Post by bperet » Fri May 10, 2013 7:12 pm

I just want to make sure I am reading this correctly (making no assumptions), e is the natural log?
'e' is the exponent (based on Euler's number, e, which is the base of the natural log).

The Python function is cmath.exp(), so you would need to provide the angle as an imaginary number:

Code: Select all

theta = 1;
phi = 0;
rot1 = cmath.exp(complex(0,theta*(clock*math.pi*2)+phi))
rot1.real would be the X coordinate and rot1.imag the Y coordinate of the rotation about the Z axis.

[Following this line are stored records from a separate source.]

PR #24106, opened 2020-06-14
Add support for cyclic dependency in union type definitions

### LINKED ISSUE #23690: Allow cyclic reference in unions typedef
**Description:**
Currently the following snippet
```ballerina
type SomeName string|SomeName[];
```
produces the following compilation error:
`cyclic type reference in '[SomeName, SomeName]`

But we need to support cyclic reference in unions.

irshadnilam:
## Purpose
This PR adds support for cyclic dependency in union type definitions

Fixes #23690

Note: Opening as a Draft PR, more tests needs to be added. 

## Check List 
- [ ] Updated Change Log
- [ ] Added necessary tests
  - [ ] Unit Tests
  - [ ] Spec Conformance Tests
  - [ ] Integration Tests
- [ ] Increased Test Coverage   
  - [ ] API documentation 
  - [ ] Ballerina By Examples

### DIFF
--- a/bvm/ballerina-runtime/src/main/java/org/ballerinalang/jvm/TypeChecker.java
+++ b/bvm/ballerina-runtime/src/main/java/org/ballerinalang/jvm/TypeChecker.java
@@ -709,6 +709,14 @@ public class TypeChecker {
     }
 
     private static boolean checkIsUnionType(BType sourceType, BUnionType targetType, List<TypePair> unresolvedTypes) {
+        // If we encounter two types that we are still resolving, then skip it.
+        // This is done to avoid recursive checking of the same type.
+        TypePair pair = new TypePair(sourceType, targetType);
+        if (unresolvedTypes.contains(pair)) {
+            return true;
+        }
+        unresolvedTypes.add(pair);
+
         switch (sourceType.getTag()) {
             case TypeTags.UNION_TAG:
                 return isUnionTypeMatch((BUnionType) sourceType, targetType, unresolvedTypes);
@@ -2283,42 +2291,46 @@ public class TypeChecker {
                 BTupleType tupleType = (BTupleType) type;
                 return tupleType.getTupleTypes().stream().allMatch(TypeChecker::hasFillerValue);
             case TypeTags.UNION_TAG:
-                return checkFillerValue((BUnionType) type);
+                return checkFillerValue((BUnionType) type, unanalyzedTypes);
             default:
                 return false;
         }
     }
 
-    private static boolean checkFillerValue(BUnionType type) {
-        // NIL is a member.
-        if (type.isNullable()) {
-            return true;
-        }
-        // All members are of same type.
-        Iterator<BType> iterator = type.getMemberTypes().iterator();
-        BType firstMember;
-        for (firstMember = iterator.next(); iterator.hasNext(); ) {
-            if (!isSameType(firstMember, iterator.next())) {
-                return false;
-            }
-        }
-        // Control reaching this point means there is only one type in the union.
-        return BTypes.isValueType(firstMember) && hasFillerValue(firstMember);
-    }
-
-    private static boolean checkFillerValue(BRecordType type, List<BType> unAnalyzedTypes) {
+    private static boolean checkFillerValue(BType type, List<BType> unAnalyzedTypes) {
         if (unAnalyzedTypes.contains(type)) {
             return true;
         }
         unAnalyzedTypes.add(type);
-        for (BField field : type.getFields().values()) {
-            if (Flags.isFlagOn(field.flags, Flags.OPTIONAL)) {
-                continue;
-            }
-            if (!Flags.isFlagOn(field.flags, Flags.REQUIRED)) {
-                continue;
-            }
-            return false;
+        switch (type.getTag()) {
+            case TypeTags.RECORD_TYPE_TAG:
+                BRecordType recordType = (BRecordType) type;
+                for (BField field : recordType.getFields().values()) {
+                    if (Flags.isFlagOn(field.flags, Flags.OPTIONAL)) {
+                        continue;
+                    }
+                    if (!Flags.isFlagOn(field.flags, Flags.REQUIRED)) {
+                        continue;
+                    }
+                    return false;
+                }
+                break;
+            case TypeTags.UNION_TAG:
+                BUnionType unionType = (BUnionType) type;
+                // NIL is a member.
+                if (unionType.isNullable()) {
+                    return true;
+                }
+                // All members are of same type.
+                Iterator<BType> iterator = unionType.getMemberTypes().iterator();
+                BType firstMember;
+                for (firstMember = iterator.next(); iterator.hasNext(); ) {
+                    if (!isSameType(firstMember, iterator.next())) {
+                        return false;
+                    }
+                }
+                // Control reaching this point means there is only one type in the union.
+                return BTypes.isValueType(firstMember) && hasFillerValue(firstMember);
         }
         return true;
     }
--- a/bvm/ballerina-runtime/src/main/java/org/ballerinalang/jvm/types/BUnionType.java
+++ b/bvm/ballerina-runtime/src/main/java/org/ballerinalang/jvm/types/BUnionType.java
@@ -35,6 +35,7 @@ public class BUnionType extends BType {
     private int typeFlags;
     private final boolean readonly;
     private BIntersectionType immutableType;
+    private boolean resolving = false;
 
     /**
      * Create a {@code BUnionType} which represents the union type.
@@ -68,22 +69,19 @@ public class BUnionType extends BType {
 
     public BUnionType(List<BType> memberTypes, boolean readonly) {
         this(memberTypes, 0, readonly);
-        boolean nilable = false, isAnydata = true, isPureType = true;
-        for (BType memberType : memberTypes) {
-            nilable |= memberType.isNilable();
-            isAnydata &= memberType.isAnydata();
-            isPureType &= memberType.isPureType();
-        }
+        setFlagsBasedOnMembers();
+    }
 
-        if (nilable) {
-            this.typeFlags = TypeFlags.addToMask(this.typeFlags, TypeFlags.NILABLE);
-        }
-        if (isAnydata) {
-            this.typeFlags = TypeFlags.addToMask(this.typeFlags, TypeFlags.ANYDATA);
-        }
-        if (isPureType) {
-            this.typeFlags = TypeFlags.addToMask(this.typeFlags, TypeFlags.PURETYPE);
-        }
+    /**
+     * Constructor used when defining union type defs where cyclic reference is possible.
+     *
+     * @param typeFlags flags associated with the type
+     * @param readonly boolean represents if the type is readonly
+     */
+    public BUnionType(int typeFlags, boolean readonly) {
+        super(null, null, Object.class);
+        this.typeFlags = typeFlags;
+        this.readonly = readonly;
     }
 
     public BUnionType(BType[] memberTypes, int typeFlags, boolean readonly) {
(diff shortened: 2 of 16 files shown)


bvm/ballerina-runtime/src/main/java/org/ballerinalang/jvm/types/BUnionType.java
```diff
@@ -127,6 +127,10 @@ public int getTag() {
 
     @Override
     public String toString() {
+        if (resolving) {
+            return BLangConstants.CYCLIC_UNION;
+        }
+        resolving = true;
```
irshadnilam, line 133: Needs to be discussed. Printing error messages for cyclic types (`stackoverflow`) , what would be the best approach?

compiler/ballerina-lang/src/main/java/org/wso2/ballerinalang/compiler/bir/codegen/JvmTypeGen.java
```diff
@@ -1088,7 +1147,12 @@ static void loadType(MethodVisitor mv, BType bType) {
             loadErrorType(mv, (BErrorType) bType);
             return;
         } else if (bType.tag == TypeTags.UNION) {
-            loadUnionType(mv, (BUnionType) bType);
+            BUnionType unionType = (BUnionType) bType;
+            if (unionType.isTypeDef) {
```
MaryamZi, line 1151: This `isTypeDef` is what we'll be moving to a flag right? 

Looping in @pubudu91 for his input too. Basically what we want to do is to have some way to know if this particular union is the type of a type-definition. 

```ballerina
type Cyclic int|Cyclic[];
```

bvm/ballerina-runtime/src/main/java/org/ballerinalang/jvm/types/BUnionType.java
```diff
@@ -189,11 +205,15 @@ public boolean isNilable() {
     }
 
     private boolean checkNillable(List<BType> memberTypes) {
+        this.resolving = true;
         for (BType t : memberTypes) {
             if (t.isNilable()) {
+                this.resolving = false;
                 return true;
             }
+            this.resolving = false;
```
MaryamZi, line 214: Is this correct?  Doesn't this need to be true until all members are iterated over?

compiler/ballerina-lang/src/main/java/org/wso2/ballerinalang/compiler/semantics/analyzer/SymbolEnter.java
```diff
@@ -605,70 +609,82 @@ private void defineTypeNodes(List<? extends TypeDefinition> typeDefs, SymbolEnv
...
-                    // Eg - A -> B -> C -> B // Last B is what we are currently checking
-                    //
-                    // In such case, we create a new list with relevant type names.
-                    int i = visitedNodes.indexOf(currentTypeNodeName);
-                    List<String> dependencyList = new ArrayList<>(visitedNodes.size() - i);
-                    for (; i < visitedNodes.size(); i++) {
-                        dependencyList.add(visitedNodes.get(i));
+                boolean sameTypeNode = unresolvedTypeNodeName.equals(currentTypeNodeName);
+                boolean isVisitedNode = visitedNodes.contains(currentTypeNodeName);
+                boolean typeDef =  unresolvedType.getKind() == NodeKind.TYPE_DEFINITION;
```
MaryamZi, line 650: `unresolvedType` is a `TypeDefinition`. Does this ever become false?

compiler/ballerina-lang/src/main/java/org/wso2/ballerinalang/compiler/semantics/analyzer/SymbolEnter.java
```diff
@@ -605,70 +609,82 @@ private void defineTypeNodes(List<? extends TypeDefinition> typeDefs, SymbolEnv
...
+
+                if (typeDef && (sameTypeNode || isVisitedNode)) {
+                    BLangTypeDefinition typeDefinition = (BLangTypeDefinition) unresolvedType;
+                    if (fromStructuredType && typeDefinition.getTypeNode().getKind() == NodeKind.UNION_TYPE_NODE) {
```
MaryamZi, line 654: Why do we need this `fromStructuredType` check?

bvm/ballerina-runtime/src/main/java/org/ballerinalang/jvm/TypeChecker.java
```diff
@@ -2255,42 +2263,46 @@ private static boolean hasFillerValue(BType type, List<BType> unanalyzedTypes) {
...
+                    return false;
+                }
+                break;
+            case TypeTags.UNION_TAG:
+                BUnionType unionType = (BUnionType) type;
+                // NIL is a member.
+                if (unionType.isNullable()) {
+                    return true;
+                }
+                // All members are of same type.
```
pubudu91, line 2296: Will this happen at runtime though? IINM, at compile time we get rid of duplicate types. e.g.,
```ballerina
int|int x = 10;
```
In the above union, we'll only have `int` once.

bvm/ballerina-runtime/src/main/java/org/ballerinalang/jvm/TypeChecker.java
```diff
@@ -2255,42 +2263,46 @@ private static boolean hasFillerValue(BType type, List<BType> unanalyzedTypes) {
...
+                Iterator<BType> iterator = unionType.getMemberTypes().iterator();
+                BType firstMember;
+                for (firstMember = iterator.next(); iterator.hasNext(); ) {
+                    if (!isSameType(firstMember, iterator.next())) {
+                        return false;
+                    }
+                }
```
pubudu91, line 2303: Will this happen at runtime though? IINM, at compile time we get rid of duplicate types. e.g.,
```ballerina
int|int x = 10;
```
In the above union, we'll only have `int` once.

compiler/ballerina-lang/src/main/java/org/wso2/ballerinalang/compiler/bir/codegen/JvmTypeGen.java
pubudu91: You mean the sym tag? That fix was sort of a temporary fix. Basically now every union type symbol will have the `TYPE_DEF` tag on. Don't feel like it's the right solution. That should only be set for unions which are defined like you've illustrated above IMO.

MaryamZi: No no, what I meant is if we should have a new flag for the type that says this is for a type definition. Instead of a new field in the union type.

compiler/ballerina-lang/src/main/java/org/wso2/ballerinalang/compiler/semantics/analyzer/SymbolEnter.java
irshadnilam: Yes, I came across few cases for Constant Definition.

compiler/ballerina-lang/src/main/java/org/wso2/ballerinalang/compiler/semantics/analyzer/SymbolEnter.java
irshadnilam: To avoid scenarios, such as the following
```ballerina
type A int|A;
```
and to only allow scenarios where the cyclic is coming from a structural type.
```ballerina
type A int|map<A>
```

compiler/ballerina-lang/src/main/java/org/wso2/ballerinalang/compiler/bir/codegen/JvmTypeGen.java
pubudu91: Yes, but isn't that what the sym tag of the type symbol do (though it seems to be messed up atm)?

shafreenAnfar:
Closed and re-opened because github workflow has been updated.

shafreenAnfar:
Closed and re-opened because github workflow has been updated.

bvm/ballerina-runtime/src/main/java/org/ballerinalang/jvm/TypeChecker.java
MaryamZi: I guess it could happen with unions of finite types with value spaces of the same basic type.

e.g.,
```ballerina
type Foo 1|2;
type Bar 0|4;

public function main() {
    (Foo|Bar)[] x = [];
    x[1] = 1;
}
```

The filler value check for `Foo|Bar` will reach here.

MaryamZi: Came across a separate issue when trying this out btw https://github.com/ballerina-platform/ballerina-lang/issues/24211

bvm/ballerina-runtime/src/main/java/org/ballerinalang/jvm/types/BUnionType.java
```diff
@@ -180,7 +183,20 @@ public int hashCode() {
         return Objects.hash(super.hashCode(), memberTypes);
     }
 
+    public void setMemberTypes(BType[] memberTypes) {
+        this.memberTypes = Arrays.asList(memberTypes);
+        setFlagsBasedOnMembers();
+    }
+
     public boolean isNilable() {
+        if (memberTypes == null) {
```
MaryamZi, line 192: Why do we need this check? Does `isNilable` get called before the union type creation is completed?

compiler/ballerina-lang/src/main/java/org/wso2/ballerinalang/compiler/bir/codegen/JvmTypeGen.java
MaryamZi: Shall we use the `Flags.ANONYMOUS` flag for inline unions and not use it for type-definitions, and use that flag to do this differentiation instead of introducing a new field in `BUnionType`?

compiler/ballerina-lang/src/main/java/org/wso2/ballerinalang/compiler/semantics/model/types/BUnionType.java
```diff
@@ -263,14 +261,18 @@ public boolean isAnydata() {
         if (this.isAnyData.isPresent()) {
             return this.isAnyData.get();
         }
-
+        if (this.resolvingAnyData) {
+            return false;
```
MaryamZi, line 265: Shouldn't we be returning `true` if we are resolving?

Can you check if `type Foo int|map<Foo>` correctly resolves to `anydata`?

compiler/ballerina-lang/src/main/java/org/wso2/ballerinalang/compiler/bir/codegen/JvmTypeGen.java
irshadnilam: +1, using  Flags.ANONYMOUS

bvm/ballerina-runtime/src/main/java/org/ballerinalang/jvm/types/BUnionType.java
irshadnilam: Yes, `hasFillerValue` is called on `populate` methods, resulting in this call. Having this check prevents the null pointer issue since we are setting the members to null when creation.

compiler/ballerina-lang/src/main/java/org/wso2/ballerinalang/compiler/semantics/model/types/BUnionType.java
irshadnilam: Yes, it should be true. Fixed.

irshadnilam:
> This example crashes.

This is resolved.

hasithaa:
Closing this PR, since @KRVPerera is working on a fix on top of this PR.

In most animations, clock runs from 0-1 by frames to complete a cyclic animation. Theta is a speed multiplier, phi is a phase angle, in radians. Multiplying the clock by 2pi gives you a full circle for each animation cycle, then the theta can increase the speed by integer steps.
And i is the increment of the loop along the y axis?
'i' is the rotational operator (j in Python, as in 1+2j to define a complex number), used to indicate an imaginary quantity.
so I need to do this for both rotations to get two complex numbers to add?
Yes.

Add rot2 with the variables for the 2nd rotation. You can then plot both the rotations as circles, or radius/arc, or whatever looks best, based on the (rot1.real,rot1.imag,0) and (rot2.real,rot2.imag,0).

birot = rot1+rot2

And the birotation will move according to the (x,y,z) of (birot.real,birot.imag,0).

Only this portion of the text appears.